| WORK INSTRUCTIONS |
Find each line below that includes "sustainable", then copy it.

| STUDY MATERIAL |
Issue #232, opened 2019-03-07
Let's use ocamlformat


emillon:
Hi,

[ocamlformat](https://github.com/ocaml-ppx/ocamlformat) is getting pretty mature, and so far it's been a good experience for the new mirage libraries.

I suggest that we build on that traction and start converting existing libraries. Tools like [merge-fmt](https://github.com/hhugo/merge-fmt) will help for existing PRs.

If there's interest, I'll try to write a configuration that's close to the existing conventions.

Thanks!

samoht:
That would be great!

avsm:
Rather than keeping the existing conventions, I'd prefer to use the standard format in the forthcoming ocamlformat 0.9 release...

emillon:
OK, we can try that.

samoht:
@avsm or we can pick the "right" conventions and try to change the upstream default in 1.0 :-)

PR #234, opened 2019-03-07
Setup ocamlformat

emillon:
- [ ] CI hook
- [x] decide 0.8 / 0.9


emillon:
@avsm here is how it looks with the default configuration (I'm personally not too found but it's better than anything not enforced).

There are not many changes between 0.8 and 0.9 (I made a separate commit), so I say we can go with the 0.8 one and the upgrade will be simple later on.

emillon:
(see #234)

avsm:
Looks fine to me with the default config and 0.8. Will hold off on merge until some of the outstanding PRs are merged

.ocamlformat
```diff
@@ -0,0 +1 @@
+version=0.9
```
avsm: Is this file necessary if we just use the defaults?

emillon:
@avsm I updated this to use the new `conventional` profile.

hannesm:
hmm. First of all, I'm really in favour of using ocamlformat for MirageOS projects! But I'm wondering (a) which ocamlformat is ready for being used and (b) can we come up with an ocamlformat configuration everybody is happy with (at least can tolerate), (c) a ocp-indent configuration that agrees with (b), and (d) setup git hooks. To me, the style used here (also the one in mirage/mirage - which I think is even more verbose) is a bit too verbose (e.g. 4 spaces indent after `->` in a match).

If we hurry too fast (i.e. without (d)), we end up in a state as mirage/mirage is now: it used to be ocamlformatted, but the current state is no longer what ocamlformat would do. I'm wondering (couldn't find any statement about this) whether the `sparse` and `compact` profiles are meant to stay in future ocamlformat versions the way they are.

I suspect (b) will require discussions (or a vote), I'd be happy using `compact` (if we get a guarantee from upstream that it won't change over time -- otherwise version X used by CI will fight with Y used by some developer). Nothing is more annoying (to me at least) having different auto-formatters fighting each other (see https://github.com/ocaml-ppx/ocamlformat/issues/43 - but AFAIK the scope of ocamlformat has been revised, and matching ocp-indent is nowadays in scope).

emillon:
Agree about the CI hook; for now there's a bit of a discussion regarding how to version ocamlformat and how to enable it on CI (https://github.com/ocaml-ppx/ocamlformat/issues/699).

Regarding style, I picked `conventional` based on the discussion in #232 - this new profile is based on feedback on the previous default one which had too many flaws.

samoht:
for what's is worth, I'm using `profile=conventional` and ocamlformat 0.9 in irmin master and I'm pretty happy about it.

hannesm:
@samoht ok, good. what about ocp-indent? or do people not use ocp-indent anymore, and switch over to ocamlformat (is there an emacs hook?)? should ocamlformat profile (version as well?) be part of the repository (some .ocamlformat or sth?) so that others know which style to use (using "default" is not a good idea imho because ocamlformats defaults may be subject to change)?

samoht:
Yes you need to commit a [config file](https://github.com/mirage/irmin/blob/master/.ocamlformat) in the repository, although ocamlformat is also able to read `.ocp-indent` files and do sensible things with it.

Currently I'm using both `ocp-indent` (when I press TAB while editing a file) and `ocamlformat` (I've added a hook to call it on every save) and that works reasonably well. There are plans to the integrated merlin parser directly in ocamlformat to deal with files which cannot parse so the situation will improve and we probably won't need 2 different tools in the longer term.

emillon:
(In case you missed it, there's a `.ocamlformat` file in this PR)

hannesm:
@emillon great

@samoht also great

in my view, still missing: (a) CI hook, (b) decide on a ocamlformat profile, and (c) figure out whether ocamlformat developers will guarantee stability of a profile over releases. From the issue @emillon linked:

> Note that currently the version checking in the config file is actually too lenient. To get reproducible results, it is also required that the version of ocaml used to compile ocamlformat is the same, and perhaps also that of ocaml-migrate-parsetree. This is due to corner cases where the mapping done by ocaml-migrate-parsetree for different compiler versions can lead to slightly different comment placement. More commonly, the parser in different versions does not always give the same source locations, which also affects comment placement. Note that for this sort of version dependency, there isn't a feasible way to test in the formatter code and adjust behavior, it's too late.

which basically means we've to stick with a concrete ocamlformat, ocaml and ocaml-migrate-parsetree version, without being able to specify this in `.ocamlformat` (neither anywhere else)!? this approach is not very convincing to me (I use `git praise` (aka `git blame`) quite a lot do understand why certain lines of code exist, and in which context they were done -- this is certainly harmed by every commit that does "auto-indent", so I'd prefer to have at most a single commit that re-indents with ocamlformat, and then never again (since all subsequent commits enfore the same indentation)), maybe we should wait for a more sustainable story for ocamlformat (but in respect to the comments in their issue tracker, I'm not sure whether that's a goal of ocamlformat)?

from https://discuss.ocaml.org/t/ann-release-of-ocamlformat-0-9 I read that ocamldoc can as well be ocamlformated, which imho we should do -- `parse-docstrings=true` in `.ocamlformat`!?

emillon:
Yes, I wish that it was possible to control versioning more precisely so that formatting only changes when explicitly changing a configuration option (including a compatibility version number). The solution that ocamlformat developers recommend is to always use the latest release, so it will be necessary to fix formatting problems randomly (when a new version is released and picked by the solver, or when the opam images are updated).

I agree that it's not a pleasant developer experience. But it is probably not the endgame for how to enable ocamlformat in a project. One thing to consider is that we (@mirage) are in a good position to test this process on a couple repositories and report that to the ocamlformat team. That might make a good case for explicit versioning.

avsm:
> maybe we should wait for a more sustainable story for ocamlformat (but in respect to the comments in their issue tracker, I'm not sure whether that's a goal of ocamlformat)?

It's a goal of ocamlformat when stable (we're working quite hard on it atm), but has to happen in steps. I'm hoping that we can use a few mirage libraries to beta test some workflows as it heads towards that 1.0 stable release.  Is Cstruct that library? 

@hhugo created https://github.com/hhugo/merge-fmt to help deal with merge conflicts across formatters.  I wonder if something equivalent is possible for `git blame` to normalise away formatting changes as if it were whitespace...

hannesm:
I see your points. Let me try to explain why I'm hesitating with ocamlformat and cstruct.

I really like the idea to have a unified syntax and style across mirage repositories. I'd like to get there with a minimal amount of `git praise` breakage. To achieve this, we should document (maybe [here](https://mirage.io/wiki/packaging)) the process and developer workflow (i.e. list ocamlformat as required tools, maybe as well [here](https://mirage.io/wiki/contributing)). A CI job that fails if the new code does not conform to ocamlformat is required as well to avoid unintentional ocamlformat-breaking merges. To minimize future `git praise` breakages, the update process of ocaml and ocamlformat should as well be explained (i.e. "stick to the latest ocamlformat and latest MirageOS-and-ocamlformat supported ocaml version").

Using mirage as a testbed for ocamlformat is fine with me, and it turns out [this PR](https://github.com/mirage/mirage/pull/935) already introduced ocamlformat for the main mirage repository. Unfortunately, above mentioned documentation and CI is missing, thus the mirage repository is in an ocamlformat-inconsistent state (and there's some confusion (e.g. [this comment](https://github.com/mirage/mirage/pull/978#discussion_r273231782)) about its deployment status) and will (likely) require another `git praise` breaking commit.

The suggestion I have to move forward: test (and deploy CI) with the already-in-betatest mirage repository, and once we're happy with the workflow, migrate other mirage repositories (such as cstruct) to ocamlformat. WDYT?

avsm:
Sounds good to me! And any feedback about life-with-ocamlformat-improvements to the tracker would be most appreciated :-)

avsm:
I'm closing this one for now as it won't be merged as-is. Instead, @emillon @nathanreb and @craigfe are designing an end-to-end workflow that answers [hannes' queries](https://github.com/mirage/ocaml-cstruct/pull/234#issuecomment-484553371) using https://ocurrent.org for this, so that will be proposed in a new PR.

| SOLVED EXERCISE |
which basically means we've to stick with a concrete ocamlformat, ocaml and ocaml-migrate-parsetree version, without being able to specify this in `.ocamlformat` (neither anywhere else)!? this approach is not very convincing to me (I use `git praise` (aka `git blame`) quite a lot do understand why certain lines of code exist, and in which context they were done -- this is certainly harmed by every commit that does "auto-indent", so I'd prefer to have at most a single commit that re-indents with ocamlformat, and then never again (since all subsequent commits enfore the same indentation)), maybe we should wait for a more sustainable story for ocamlformat (but in respect to the comments in their issue tracker, I'm not sure whether that's a goal of ocamlformat)?
> maybe we should wait for a more sustainable story for ocamlformat (but in respect to the comments in their issue tracker, I'm not sure whether that's a goal of ocamlformat)?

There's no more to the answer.